== SOURCE MATERIAL

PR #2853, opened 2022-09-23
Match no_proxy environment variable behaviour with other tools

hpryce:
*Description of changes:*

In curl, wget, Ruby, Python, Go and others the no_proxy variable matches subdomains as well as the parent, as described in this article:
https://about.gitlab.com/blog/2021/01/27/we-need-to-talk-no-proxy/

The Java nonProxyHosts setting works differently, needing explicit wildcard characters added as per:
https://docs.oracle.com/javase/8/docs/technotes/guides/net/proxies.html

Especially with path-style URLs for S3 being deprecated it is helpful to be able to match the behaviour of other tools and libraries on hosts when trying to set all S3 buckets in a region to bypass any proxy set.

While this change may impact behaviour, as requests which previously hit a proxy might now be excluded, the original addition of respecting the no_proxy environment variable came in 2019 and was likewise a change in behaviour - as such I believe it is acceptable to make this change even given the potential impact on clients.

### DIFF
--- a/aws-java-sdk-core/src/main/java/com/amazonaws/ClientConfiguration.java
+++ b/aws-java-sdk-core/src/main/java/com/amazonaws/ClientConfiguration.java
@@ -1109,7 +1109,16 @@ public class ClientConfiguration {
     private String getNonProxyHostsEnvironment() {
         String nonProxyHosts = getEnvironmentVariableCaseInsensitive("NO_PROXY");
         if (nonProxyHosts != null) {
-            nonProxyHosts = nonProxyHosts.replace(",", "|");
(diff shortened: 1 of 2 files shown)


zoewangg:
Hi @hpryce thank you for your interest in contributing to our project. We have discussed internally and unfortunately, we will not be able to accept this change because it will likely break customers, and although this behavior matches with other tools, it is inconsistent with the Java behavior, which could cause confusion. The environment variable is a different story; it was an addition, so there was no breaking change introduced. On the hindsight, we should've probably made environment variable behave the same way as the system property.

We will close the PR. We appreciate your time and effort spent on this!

====
== SOURCE MATERIAL

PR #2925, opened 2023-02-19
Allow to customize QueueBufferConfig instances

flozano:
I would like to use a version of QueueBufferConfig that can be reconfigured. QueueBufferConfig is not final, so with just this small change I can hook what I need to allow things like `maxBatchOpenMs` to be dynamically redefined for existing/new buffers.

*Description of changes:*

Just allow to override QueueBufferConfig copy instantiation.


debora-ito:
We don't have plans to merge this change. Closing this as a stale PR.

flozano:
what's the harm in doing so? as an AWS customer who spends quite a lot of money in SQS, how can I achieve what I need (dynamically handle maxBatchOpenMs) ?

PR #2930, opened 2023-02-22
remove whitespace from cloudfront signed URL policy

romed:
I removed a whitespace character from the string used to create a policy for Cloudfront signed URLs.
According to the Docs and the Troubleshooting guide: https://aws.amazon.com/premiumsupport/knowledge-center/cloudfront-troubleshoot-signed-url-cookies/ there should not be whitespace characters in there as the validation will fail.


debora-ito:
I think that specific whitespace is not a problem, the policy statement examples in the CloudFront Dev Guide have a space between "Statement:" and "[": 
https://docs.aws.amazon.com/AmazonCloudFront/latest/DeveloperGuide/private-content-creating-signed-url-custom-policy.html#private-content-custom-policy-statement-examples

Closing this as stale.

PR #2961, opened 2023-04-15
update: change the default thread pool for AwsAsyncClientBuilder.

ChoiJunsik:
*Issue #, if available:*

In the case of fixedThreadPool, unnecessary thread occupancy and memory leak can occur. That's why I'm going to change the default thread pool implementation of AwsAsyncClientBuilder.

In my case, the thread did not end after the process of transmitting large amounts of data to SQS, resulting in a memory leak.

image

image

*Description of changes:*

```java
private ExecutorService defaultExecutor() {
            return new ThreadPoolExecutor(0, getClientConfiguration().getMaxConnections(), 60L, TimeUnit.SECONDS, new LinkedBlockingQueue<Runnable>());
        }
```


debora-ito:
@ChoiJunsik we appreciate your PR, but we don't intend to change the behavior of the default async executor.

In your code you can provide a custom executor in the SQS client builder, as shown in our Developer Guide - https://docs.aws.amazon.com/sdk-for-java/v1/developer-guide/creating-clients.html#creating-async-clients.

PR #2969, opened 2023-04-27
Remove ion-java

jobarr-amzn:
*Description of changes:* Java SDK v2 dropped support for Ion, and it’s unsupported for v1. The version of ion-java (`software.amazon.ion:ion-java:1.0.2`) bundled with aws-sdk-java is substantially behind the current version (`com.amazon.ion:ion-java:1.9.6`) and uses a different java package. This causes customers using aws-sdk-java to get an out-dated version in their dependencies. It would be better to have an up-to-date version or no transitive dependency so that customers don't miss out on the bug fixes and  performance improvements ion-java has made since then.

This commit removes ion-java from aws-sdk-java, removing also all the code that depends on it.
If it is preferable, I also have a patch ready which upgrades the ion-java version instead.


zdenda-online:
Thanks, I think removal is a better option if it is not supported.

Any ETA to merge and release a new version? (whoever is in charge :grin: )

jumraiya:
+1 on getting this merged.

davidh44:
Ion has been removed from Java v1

====
== SOURCE MATERIAL

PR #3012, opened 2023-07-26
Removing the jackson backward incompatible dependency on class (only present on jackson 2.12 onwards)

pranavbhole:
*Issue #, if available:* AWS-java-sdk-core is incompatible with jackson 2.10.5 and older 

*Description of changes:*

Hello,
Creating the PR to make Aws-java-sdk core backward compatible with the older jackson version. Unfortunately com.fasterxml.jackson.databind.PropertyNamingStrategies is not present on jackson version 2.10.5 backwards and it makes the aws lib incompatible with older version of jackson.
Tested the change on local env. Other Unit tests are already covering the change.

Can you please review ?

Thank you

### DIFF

====

### TASK DIRECTIONS
Each line of the data above containing the string "backward" is to be copied.

### THE COMPLETED TASK
Removing the jackson backward incompatible dependency on class (only present on jackson 2.12 onwards)
Creating the PR to make Aws-java-sdk core backward compatible with the older jackson version. Unfortunately com.fasterxml.jackson.databind.PropertyNamingStrategies is not present on jackson version 2.10.5 backwards and it makes the aws lib incompatible with older version of jackson.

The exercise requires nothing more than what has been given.